Baca berita tanpa iklan. Gabung Kompas.com+

Dorong UMKM Manfaatkan Teknologi, Kadin: Jangan Sampai Stunting, Jadi Harus Naik Level

Kompas.com - 09/12/2022, 20:40 WIB

JAKARTA, KOMPAS.com - Pemerintah mendorong agar UMKM terus berkembang dengan memanfaatkan teknologi. Wakil Kepala Badan Riset dan Teknologi Kamar Dagang dan Industri (Kadin) Indonesia Angga Wira mengatakan, sekarang sudah masuk ke era di mana teknologi berkembang begitu pesat.

Menurutnya, jangan sampai UMKM stunting, jadi harus naik level dengan mendapatkan kesempatan masuk ke rantai pasok (supply chain). Hal ini dapat dimulai dengan membiasakan para UMKM untuk melakukan riset dan development secara berkala pada usahanya.

Sehingga akan memiliki pondasi kuat dalam menghadapi persaingan yang semakin ketat. Dorongan ini dia kemukakan dalam diskusi panel yang diadakan oleh Kementerian Investasi/Badan Koordinasi Penanaman Modal (BKPM).

Baca juga: Usaha Besar dan UMKM Teken 7 Kontrak Senilai Rp 143,84 Miliar

"Sekarang pemerintah sudah memberikan banyak insentif dan kemudahan bagi pelaku usaha dibandingkan saat saya memulai usaha di 15 tahun yang lalu. Jangan dilihat riset itu hal yang sulit. Bisa liat di YouTube, website, dan platform lain yang bisa diakses dari handphone, asalkan ada internet," ujarnya dikutip dalam siaran pers Kementerian Investasi, Jumat (9/12/2022).

Staf Khusus Bidang Peningkatan Pengusaha Nasional Kementerian Investasi/BKPM M. Pradana Indraputra menekankan pentingnya membangun ekosistem dan pembinaan yang baik agar UMKM dapat tergerak melakukan inovasi untuk mengembangkan usahanya melalui pemanfaatan teknologi.

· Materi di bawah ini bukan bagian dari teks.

PR #10490, opened 2026-04-23
refactor(voice): restructure Voice config page and migrate modals to Formik

raunakab:
## Description

Restructure the Voice Configuration page into a directory with shared modal components, and migrate the setup modal to Formik:

- **Directory restructure**: Move `VoiceConfigurationPage.tsx` → `VoiceConfigurationPage/index.tsx`, co-locate `VoiceProviderSetupModal` as `shared.tsx`
- **Formik migration**: Replace manual `useState` form management with Formik + Yup validation schema, using proper `-Field` components (`PasswordInputTypeInField`, `InputTypeInField`, `InputSelectField`, `InputComboBoxField`)
- **New `InputComboBoxField`**: Add Formik-bound combo box field component following the existing `-Field` pattern
- **Modal infrastructure**: Use `useCreateModal`/`useModalClose` from `ModalContext` instead of manual open/close state — removes `onClose` props from modal components
- **Modal width**: Bump modals from `sm` (30rem) to `md` (40rem)
- **Header icons**: Use `moreIcon1`/`moreIcon2` props on `Modal.Header` instead of custom `LogoArrangement` component
- **Error handling**: Replace inline `Callout` error displays with `toast.error` notifications
- **Shared helpers**: Extract `getProviderIcon`, `getProviderLabel`, `ProviderMode` to shared module

## Screenshots + Videos

https://github.com/user-attachments/assets/25074c3d-a8e9-4814-b822-683332433d46

## Additional Options

- [ ] [Optional] Please cherry-pick this PR to the latest release version.
- [x] [Optional] Override Linear Check

---
## Summary by cubic
Restructured the Voice Configuration admin page and migrated provider modals to `formik` with shared components and per-card modal context. Adds masked API key support end-to-end, preserves defaults on edit, fixes model ID mapping, and resolves disconnect icon and cross-card modal bugs.

- **Refactors**
  - Restructured `VoiceConfigurationPage.tsx` → `VoiceConfigurationPage/index.tsx`; extracted shared helpers/modals to `shared.tsx`; created `lib/voice/{interfaces,svc,utils}` and moved API calls from `lib/admin/voice/svc.ts` to `lib/voice/svc.ts`.
  - Migrated forms to `formik` + `yup`; adopted `InputTypeInField`, `PasswordInputTypeInField`, `InputSelectField`, and new `InputComboBoxField` (voice picker); added docstring for `InputComboBoxField`; introduced `VoiceProviderType` literal type for provider params; used masked `api_key` on edit with change detection.
[...]

PR #11029, opened 2026-05-12
test(voice): verify STT works without a TTS provider (ENG-3927)

justin-tahara:
## Description

[ENG-3927](https://linear.app/onyx-app/issue/ENG-3927) asks for users to be able to use voice/dictation (speech-to-text) without configuring a text-to-speech provider.

**Audit finding:** STT and TTS are already decoupled across the stack:

- Backend: `GET /api/voice/status` returns `stt_enabled` and `tts_enabled` independently (`backend/onyx/server/manage/voice/user_api.py`).
- Admin voice page: the setup modal's `mode === "stt"` path only configures STT fields and saves the provider with `activate_tts=false` (`web/src/refresh-pages/admin/VoiceConfigurationPage/shared.tsx`).
- Chat surface: `AppInputBar.tsx:188-190` renders the mic button when `sttEnabled || isAdmin`; `MessageToolbar.tsx:287` only renders the TTS button when `ttsEnabled`; `VoiceModeProvider.tsx:164` only auto-plays when `ttsEnabled`.

Most of this decoupling landed via PR #10490 (refactor(voice): restructure Voice config page and migrate modals to Formik). The original ticket was filed 2026-04-01, before that refactor.

This PR adds a Playwright spec at `web/tests/e2e/admin/voice/stt-only.spec.ts` that locks the behaviour in:

1. **Admin voice page** — mocks `/api/admin/voice/providers` with a single OpenAI provider that has `is_default_stt=true, is_default_tts=false`. Confirms the STT card exposes a Disconnect button (proves the provider was accepted as STT-only) while the TTS card for the same provider does not (proves no TTS default was activated).
2. **Chat surface** — mocks `/api/voice/status` to return `{stt_enabled: true, tts_enabled: false}`. Sends a message and confirms the mic button is visible and the agent-message TTS playback button is absent.

If this PR's CI passes the spec, ENG-3927 can be closed with no production code change required.

## How Has This Been Tested?

- New spec compiles cleanly under `tsgo`.
- Could not run Playwright locally (the dev environment is configured with `auth_type=oidc`, which doesn't expose the `/api/auth/register` endpoint Playwright's global-setup uses to provision test users). CI runs with basic auth and will exercise the spec.

## Additional Options

---
## Summary by cubic
Add a `@playwright/test` e2e spec to confirm STT works without a TTS provider, fulfilling ENG-3927. It mocks `/api/voice/status` with `stt_enabled=true` and `tts_enabled=false`, verifies the chat mic is visible, and ensures the agent-message TTS button does not render; the admin-page check was removed as redundant.

<sup>Written for commit 6b83563af9d59b54118b7e5420026d8b5ef84090. Summary will update on new commits.</sup>

### DIFF
--- a/web/tests/e2e/admin/voice/stt-only.spec.ts
+++ b/web/tests/e2e/admin/voice/stt-only.spec.ts
@@ -1,41 +1,18 @@
 import { test, expect, Page } from "@playwright/test";
-import { loginAs, loginAsWorkerUser } from "@tests/e2e/utils/auth";
+import { loginAsWorkerUser } from "@tests/e2e/utils/auth";
 import { sendMessage } from "@tests/e2e/utils/chatActions";
 
-const ADMIN_VOICE_URL = "/admin/configuration/voice";
-const ADMIN_PROVIDERS_API = "**/api/admin/voice/providers";
 const USER_VOICE_STATUS_API = "**/api/voice/status";
 
-const OPENAI_STT_ONLY_PROVIDER = {
-  id: 1,
-  name: "openai",
-  provider_type: "openai",
-  is_default_stt: true,
-  is_default_tts: false,
-  stt_model: "whisper",
-  tts_model: null,
-  default_voice: null,
-  has_api_key: true,
-  target_uri: null,
-};
-
-async function mockAdminProviders(
-  page: Page,
-  providers: (typeof OPENAI_STT_ONLY_PROVIDER)[]
-) {
-  await page.route(ADMIN_PROVIDERS_API, async (route) => {
-    if (route.request().method() === "GET") {
-      await route.fulfill({ status: 200, json: providers });
-    } else {
-      await route.continue();
-    }
-  });
+interface VoiceStatusPayload {
+  stt_enabled: boolean;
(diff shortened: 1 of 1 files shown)


justin-tahara:
Updated in 6b83563af9 — dropped the admin-page test (it was redundant with the chat assertion and was failing on a strict-mode locator violation against the section heading vs. the provider descriptions). The chat test, which is what actually proves ENG-3927, passed on the prior run.

For greptile's feedback:
- **P2** (explicit interface for the mock helper): addressed — replaced the literal-inference type with an explicit `VoiceStatusPayload` interface.
- **P1** (Page Object Model): the failing admin test is gone, so the VoiceAdminPage POM is no longer needed. The chat test still uses a couple of raw locators (mic button `aria-label` and `AgentMessage/tts-button` testid). That's consistent with the existing `disconnect-provider.spec.ts` in the same folder, and these two locators don't have a home on `ChatPage` today. Happy to wrap them into a follow-up POM if we want to enforce the rule retroactively across the voice specs, but I'd rather not bolt that onto this regression-test PR.

raunakab (approved):

PR #11030, opened 2026-05-12
test(ingestion): assert ingestion-API docs are searchable (ENG-3387)

justin-tahara:
## Description

[ENG-3387](https://linear.app/onyx-app/issue/ENG-3387) is a customer report from January 2026: docs pushed through the ingestion API show up in storage but not in search results. The ticket says "Requires investigation" and points to a Discord thread.

**Code-audit finding:** The default cc_pair has been marked \`access_type=AccessType.PUBLIC\` since [hagen-danswer's 2024-09 commit](https://github.com/onyx-dot-app/onyx/commit/2274cab5549), and the ingestion endpoint correctly routes docs through the full indexing pipeline (\`DocumentIndexingBatchAdapter\` → \`get_access_for_documents\` → PUBLIC ACL → Vespa write). On paper the bug should be fixed.

**Why this PR is just a test:** the existing \`test_ingestion_api_crud\` covers the create/list/delete path but only verifies that documents reach Postgres and Vespa. It never issues a search query. That's exactly the gap the customer hit: a doc can be indexed perfectly and still get dropped at query time by ACL filtering or a misconfigured cc_pair.

The new \`test_ingestion_api_doc_is_searchable\` closes that gap:

1. Creates a PUBLIC cc_pair and an API key.
2. POSTs a doc containing a deterministic UUID-style phrase through \`/onyx-api/ingestion\`.
3. Sanity-checks Vespa actually received the doc.
4. Queries that same phrase through \`/search/send-search-message\` as the admin and asserts the doc surfaces in results.

If the bug is gone, this test passes and ENG-3387 can be closed as fixed-and-now-covered-by-regression. If it fails, the assertion message points at whether the breakage is in indexing (Vespa empty) or in search-time ACL/filter logic (Vespa has it, but search dropped it).

Could not run the integration suite locally (the generated OpenAPI client used by \`CCPairManager\` is built by openapi-generator-cli during the integration Docker image build; my dev env doesn't have it). The spec passes \`ty\` / \`ruff\` / \`black\` / lazy-import checks and CI will exercise it.

## How Has This Been Tested?

- Pre-commit (\`ty\`, \`ruff\`, \`black\`, lazy-import check) passes.
- CI's integration-tests (\`tests/ingestion\`) job will run the spec end-to-end against Vespa, Postgres, Redis, and the model server.

## Additional Options

---
## Summary by cubic
Add a regression test to ensure docs ingested via the API show up in search (ENG-3387). It seeds a doc with a unique phrase on a PUBLIC cc_pair, confirms Vespa wrote it, then queries the phrase and asserts the doc appears—catching ACL/cc_pair misconfigurations at query time.

<sup>Written for commit 4655aaf3aae4e03b895869b3f6f0a394bab81f57. Summary will update on new commits.</sup>

### DIFF
--- a/backend/tests/integration/tests/ingestion/test_ingestion_api.py
+++ b/backend/tests/integration/tests/ingestion/test_ingestion_api.py
@@ -5,6 +5,9 @@ from onyx.db.models import Document
 from tests.integration.common_utils.managers.api_key import APIKeyManager
 from tests.integration.common_utils.managers.cc_pair import CCPairManager
 from tests.integration.common_utils.managers.document import IngestionManager
+from tests.integration.common_utils.managers.document_search import (
+    DocumentSearchManager,
+)
 from tests.integration.common_utils.managers.user import UserManager
 from tests.integration.common_utils.test_models import DATestUser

Selain itu, mengingat peran penting UMKM dalam perekonomian, sudah sepatutnya kesejahteraan UMKM menjadi perhatian bersama, tidak hanya pemerintah tetapi juga pengusaha besar agar dapat memberikan motivasi yang saling menumbuh kembangkan.

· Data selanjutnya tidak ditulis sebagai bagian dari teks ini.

PR #11035, opened 2026-05-12
chore(deps): upgrade tailwindcss v3 → v4

jmelahman:
## Summary

Full migration of the web frontend from Tailwind CSS v3.4 → v4.3 using the official `@tailwindcss/upgrade` codemod plus manual cleanup.

### What changed
- **`tailwindcss` ^3.4.17 → ^4.3.0**, plus `@tailwindcss/postcss` added and `autoprefixer` removed (bundled in v4).
- **PostCSS config** swapped to use `@tailwindcss/postcss`.
- **`globals.css`** migrated from `@tailwind base/components/utilities` to `@import "tailwindcss"`, custom utilities converted from `@layer utilities` to `@utility`, default-border-color compatibility shim added.
- **~233 `.tsx` files** got mechanical class renames from the codemod (`shadow` → `shadow-sm`, `z-[20]` → `z-20`, `outline-none` → `outline-hidden`, etc.).

### Whitelabel theming preserved
`NEXT_PUBLIC_THEME` is used by the Dockerfile and all 6 docker-compose files to load a custom theme from `web/tailwind-themes/custom/<theme>/tailwind.config.js` at build time. The JS-based loader is preserved by wiring `tailwind.config.js` into v4 via `@config '../../tailwind.config.js';` in `globals.css`. No change to the customer-facing whitelabel flow.

### Plugin changes
- **Dropped** `@tailwindcss/container-queries` — native in v4.
- **Swapped** `tailwindcss-animate` (unmaintained, pre-v4) → `tw-animate-css` (v4-native drop-in). Imported via `@import "tw-animate-css"` in `globals.css` so `animate-in`/`fade-*`/`slide-*`/`zoom-*` utilities (used heavily by Radix components) keep working.
- **Kept** `@tailwindcss/typography`, `@headlessui/tailwindcss` (both declare v4 compat).
- **Bumped** `tailwind-merge` ^2.5.4 → ^3.6.0 (required for v4 class awareness).

### Opal kept publishable as a standalone package
v4 processes each CSS file independently, so every opal stylesheet using `@apply` needs an `@reference` to resolve custom theme tokens (`rounded-08`, `text-text-04`, etc.). Rather than reach into the host app's `globals.css` (which would break `@onyx-ai/opal` for external consumers), opal now has its own internal reference file:
- New `web/lib/opal/src/_reference.css` imports `tailwindcss`, `tw-animate-css`, and the opal tailwind preset.
- All 19 opal CSS files `@reference` it via relative paths.
- `bundle-css.mjs` places `_reference.css` first in the concatenated `dist/styles.css` and strips redundant per-file `@reference` lines so the published artifact is self-contained.
- Replaced `@import "@opal/core/interactive/shared.css";` with a relative path in `table/styles.css` — PostCSS doesn't resolve TypeScript path aliases.

### Other manual fixes the codemod missed
- Removed unused custom screens (`mobile`/`tall`/`short`/`very-short`) — they had no references anywhere in the codebase and v4's `@config` doesn't translate the v3 `raw: "..."` syntax correctly, producing invalid container CSS like `@media (width >= (min-height: 800px))`.

### Codemod over-reaches reverted
The codemod's string-literal renames caught two non-CSS strings by accident:
- `ValidSources.Outline = "outline"` (the Outline note-taking connector ID) → wrongly became `"outline-solid"`.
- `ScrollIndicatorDiv`'s `variant?: "gradient" | "shadow"` prop type → wrongly became `"shadow-sm"`, leaving 4 callers type-broken.

Both reverted; `npm run types:check` is green.

## Test plan
- [x] `npm run types:check` passes
- [x] `npm run build` clean (only sandbox-side Google Fonts network errors; no Tailwind/PostCSS errors)
- [x] `node lib/opal/scripts/bundle-css.mjs` produces a self-contained `dist/styles.css`
- [ ] Manual UI smoke: light + dark mode, sidebar/dropdowns/popovers (Radix animations), settings page layout, scroll indicators, custom shadows
- [ ] Storybook still builds (`npm run storybook:build`)
- [ ] Verify a custom whitelabel theme still loads via `NEXT_PUBLIC_THEME=...`


raunakab (approved):
Looks good. Ignored a lot of the actual classname changes (assuming you used a compiler there for the transformation).

Interesting that we now need to append `@reference '../../../_reference.css'; to each CSS file now. What is the purpose of that?

PR #11044, opened 2026-05-13
feat(craft): add user library sync to sandbox via S3

wenxi-onyx:
## Description

Add a new delivery mechanism for user-uploaded raw files (spreadsheets, PDFs, etc.) that the sandbox agent opens directly with Python libraries. With the file-sync sidecar removed in PR 3, user library files need a new path into the sandbox.

- Add `sync_user_library()` to `SandboxManager`: K8s implementation runs `aws s3 sync --delete` via kubectl exec, local is a no-op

"Setelah Konferensi Tingkat Tinggi (KTT) di Bali kemarin, negara-negara anggota G20 sepakat untuk memasukkan UMKM ke dalam global supply chain, kemudian sepakat investor asing harus bekerja sama dengan UMKM di negara tujuan investasi. Selain itu, sejak disahkannya Undang-Undang Cipta Kerja (UUCK), 40 persen anggaran pemerintah untuk UMKM yang merupakan suatu angin segar bagi kita semua," kata Pradana.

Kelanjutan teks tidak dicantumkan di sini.